After being immersed in an IJum aqueous solution at 80° C. for 10 minutes, washed with water and dried, it was painted with an alkyd melamine resin paint (Amilan Enamel, manufactured by Kansai Paint Co., Ltd.). Baking was carried out at a temperature of 140° C. for 30 minutes.

The coating film adhesion was 100/100 for base grain Tenu 1-, which was extremely good.

However, in the case of no alkali treatment, even if the coating was degreased with acetone and painted, the result was 1/10C1, so the adhesion of the coating film was poor.

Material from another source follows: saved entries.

PR #120, opened 2016-10-26
fixed gcc build ptrdiff_t should be in std namespace

evgen48:
The compilation of pugixml started to fail for me due to prdiff_t error.
.../thirdparty/pugixml/src/pugixml.hpp:771:11: error: ‘ptrdiff_t’ does not name a type
   typedef ptrdiff_t difference_type;
           ^
So I've checked that c++ version of ptrdiff_t should has std namespace, unless you are compiling c code. However pugi isn't c - friendly so we have to follow c++ doc.
http://en.cppreference.com/w/cpp/types/ptrdiff_t

Signed-off-by: Eugene Smirnov o1o2o3o4o5@gmail.com

### DIFF
--- a/src/pugixml.hpp
+++ b/src/pugixml.hpp
@@ -651,7 +651,7 @@ namespace pugi
 		xml_object_range<xml_attribute_iterator> attributes() const;
 
 		// Get node offset in parsed file/string (in char_t units) for debugging purposes
-		ptrdiff_t offset_debug() const;
+		std::ptrdiff_t offset_debug() const;
 
 		// Get hash value (unique for handles to the same object)
 		size_t hash_value() const;
@@ -768,7 +768,7 @@ namespace pugi
 
 	public:
 		// Iterator traits
-		typedef ptrdiff_t difference_type;
+		typedef std::ptrdiff_t difference_type;
 		typedef xml_node value_type;
 		typedef xml_node* pointer;
 		typedef xml_node& reference;
@@ -810,7 +810,7 @@ namespace pugi
 
 	public:
 		// Iterator traits
-		typedef ptrdiff_t difference_type;
+		typedef std::ptrdiff_t difference_type;
 		typedef xml_attribute value_type;
 		typedef xml_attribute* pointer;
 		typedef xml_attribute& reference;
@@ -846,7 +846,7 @@ namespace pugi
 
 	public:
 		// Iterator traits
-		typedef ptrdiff_t difference_type;
+		typedef std::ptrdiff_t difference_type;
 		typedef xml_node value_type;
 		typedef xml_node* pointer;
 		typedef xml_node& reference;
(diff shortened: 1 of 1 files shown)


zeux:
Can you clarify which GCC version and which platform this is? pugixml intentionally includes C header `<stddef.h>` to get a ptrdiff_t that's not in std namespace - not all compilers have std::ptrdiff_t (I think Borland may be one that fails)

evgen48:
I've narrowed down the issue to following  include sequence,
```
#include <cxxabi.h>
#include "pugixml.hpp"
```

withoud cxxabi.h no problems appeared. Since this header is gcc specific, probably there problem as well. 
gcc version 5.4.1 20160904 (Ubuntu 5.4.1-2ubuntu1~14.04)

zeux:
I can't reproduce this on gcc 5.4.0 20160609. Let me see if I can upgrade my Ubuntu version to get 5.4.1.

FWIW setting _GLIBCXX_NAMESPACE_C define before including `cxxabi.h` may resolve this, but I'd like to get to the bottom of this.

zeux:
Can't reproduce with gcc version 5.4.1 20160929 (Ubuntu 5.4.1-2ubuntu2) either.

What compilation flags do you use?

evgen48:
Thanks @zeux  for looking into this, finally I was able to find a problem in my code cxxabi.h was mistakenly included under namespace, and for some reason everything gets compiled besides pugixml,  I doubt now that this should be fixed. It is up to you. here is a reproducer. Note if to remove first line that cannot be compiled anyway.

```
#include <memory>

namespace MyNamespace {
	#include <cxxabi.h>
}

#include <pugixml.hpp>

int main() {
	return 0;
}

```
/usr/bin/c++   -g -fPIE   -fvisibility=default -std=gnu++11 -o CMakeFiles/PugiTests.dir/pugitest.cpp.o -c pugitest.cpp
In file included from pugitest.cpp:7:0:
../thirdparty/pugixml/src/pugixml.hpp:654:3: error: ‘ptrdiff_t’ does not name a type
   ptrdiff_t offset_debug() const;
   ^
../thirdparty/pugixml/src/pugixml.hpp:771:11: error: ‘ptrdiff_t’ does not name a type
   typedef ptrdiff_t difference_type;
           ^
../thirdparty/pugixml/src/pugixml.hpp:813:11: error: ‘ptrdiff_t’ does not name a type
   typedef ptrdiff_t difference_type;
           ^
../thirdparty/pugixml/src/pugixml.hpp:849:11: error: ‘ptrdiff_t’ does not name a type
   typedef ptrdiff_t difference_type;
           ^
../thirdparty/pugixml/src/pugixml.hpp:945:3: error: ‘ptrdiff_t’ does not name a type
   ptrdiff_t offset;
   ^
../thirdparty/pugixml/src/pugixml.hpp:1050:3: error: ‘ptrdiff_t’ does not name a type
   ptrdiff_t offset;

zeux:
Ah, okay - this makes sense. cxxabi.h includes stddef.h which hides the ptrdiff_t symbol inside the namespace (I'm somewhat surprised the std namespace does not suffer the same issue). I believe there's no action needed on this PR then, so I'll close it. Thanks for investigation!

PR #121, opened 2016-11-05
Add VS2013 check for C++11 availability

ifarbod:
VS 2013 supports C++11, but __cplusplus macro hasn't updated, and its value is still 199711 (C++98?) so the old check always fails, even though the compiler supports C++11. Fun fact is they haven't even updated it in the most recent VS versions that i'm currently using (2015 w/ update 3 and 15 w/ Preview 5)

### DIFF
--- a/src/pugixml.cpp
+++ b/src/pugixml.cpp
@@ -11923,7 +11923,7 @@ namespace pugi
 		}
 	}
 
-#if __cplusplus >= 201103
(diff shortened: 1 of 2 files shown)


ifarbod:
Looks like the travis ci build jobs failed.

zeux:
Thanks! Merged, and relaxed the MSVC version requirement to VS2010 since move semantics support is roughly equivalent throughout 2010-2013.

ifarbod:
Great!

PR #166, opened 2021-02-06
Remember and restore white-out size

ishabalin:
Remember "White-Out" and "Pencil" sizes and restore when switching between the two. This is helpful when using "White-Out" as an eraser and switching frequently, as one typically wants eraser to have larger radius.

<sub>
</sub>

### DIFF
--- a/client-data/tools/pencil/pencil.js
+++ b/client-data/tools/pencil/pencil.js
@@ -139,6 +139,24 @@
 		return line;
 	}
 
+	//Remember primary and secondary sizes separately
+	var pencilSize = -1;
+	var whiteOutSize = -1;
+
+	//Restore remembered size after switch
+	function toggleSize() {
+		if (pencilTool.secondary.active) {
+			pencilSize = Tools.getSize();
+			if (whiteOutSize != -1) {
+				Tools.setSize(whiteOutSize);
+			}
+		} else {
+			whiteOutSize = Tools.getSize();
+			if (pencilSize != -1) {
+				Tools.setSize(pencilSize);
+			}
+		}
+	}
 
 	var pencilTool = {
 		"name": "Pencil",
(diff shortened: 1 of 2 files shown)


client-data/tools/pencil/pencil.js
```diff
@@ -154,10 +154,12 @@
 			"icon": "tools/pencil/whiteout_tape.svg",
 			"active": false,
 			"switch": stopLine,
+			"size": -1
 		},
 		"mouseCursor": "url('tools/pencil/cursor.svg'), crosshair",
 		"icon": "tools/pencil/icon.svg",
-		"stylesheet": "tools/pencil/pencil.css"
+		"stylesheet": "tools/pencil/pencil.css",
+		"size": -1
```
lovasoa, line 162: Having to specify `size: -1` in two distinct places in a tool to give it this ability is a little confusing. You should probably use the existing `secondary.switch` function to implement that.

lovasoa (changes requested):
The feature is nice and I am willing to merge it, but the implementation is problematic.

client-data/tools/pencil/pencil.js
ishabalin: Fair point. One of the ideas behind two separate `size` attributes was one can specify different default sizes. I will look into more elegant implementation.

client-data/tools/pencil/pencil.js
```diff
@@ -153,11 +171,20 @@
...
 			"icon": "tools/pencil/whiteout_tape.svg",
 			"active": false,
-			"switch": stopLine,
+			"switch": function() {
+				stopLine();
+				toggleSize();
+			},
+		},
+		"onquit": function() {
+			//When switching to another tool, restore Pencil and its size
```
ishabalin, line 180: Not sure though, if this would conflict with the way other people may use White-out?

client-data/tools/pencil/pencil.js
```diff
@@ -153,11 +171,20 @@
...
+			if (pencilTool.secondary.active) {
+				Tools.change("Pencil");
+			}
 		},
```
lovasoa, line 184: Yes, I don't think we want to switch back to pencil when changing tools. People can do it manually if they want; but I think automatically switching back to primary only for the pencil tool is confusing.

```suggestion
```

lovasoa (changes requested):

client-data/tools/pencil/pencil.js
ishabalin: Agreed, that was confusing. But here's what I wanted to achieve by that. Imagine I'm using a Pencil, then switch to White-out, set different size, correct my drawing, then switch to Rectangle. Now my expectation Rectangle would have the same line width Pencil had, but instead it inherits White-out size. In the latest commit I'm addressing that by treating Pencil line width and all other tool line widths as "Drawing" line width, and White-out has its individual line width.

lovasoa: I don't think it's surprising that WBO **doesn't change** the line width when you switch between tools.
We may want to have a separate width for each tool, but this is a different question.

lovasoa (approved):
Ok, let's merge it like that, and see how usable it is that way.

Example 2 Polyethylene tereph clay 1 having an intrinsic viscosity of 0.65
- (hereinafter abbreviated as PET) mixed with 0% glass fiber filtration was treated with alkali and painted in the same manner as in Example 1, and the coating film adhesion was extremely good at 100/100. , D/1 when no alkali treatment is applied.
It was 00.

Example: Modified polyethylene terephthalate (intrinsic viscosity -075) obtained by copolymerizing polyethylene terephthalate with 20% polyethylene glycol (average molecular weight 2000). When a reinforced material containing 30% glass fiber was treated with alkali and painted in the same manner as in Example 1, the coating film adhesion was 100/100, and when no alkali treatment was applied, it was O/100. Met.

Patent applicant Kanebuchi Chemical Industry Co., Ltd. Representative Patent Attorney Makoto Asano

Claims (1)

[Claims] 1. A method for surface treatment of a polyester molded article, which comprises treating the molded article with an alkaline solution and then painting the thermoplastic aromatic polyester molded article.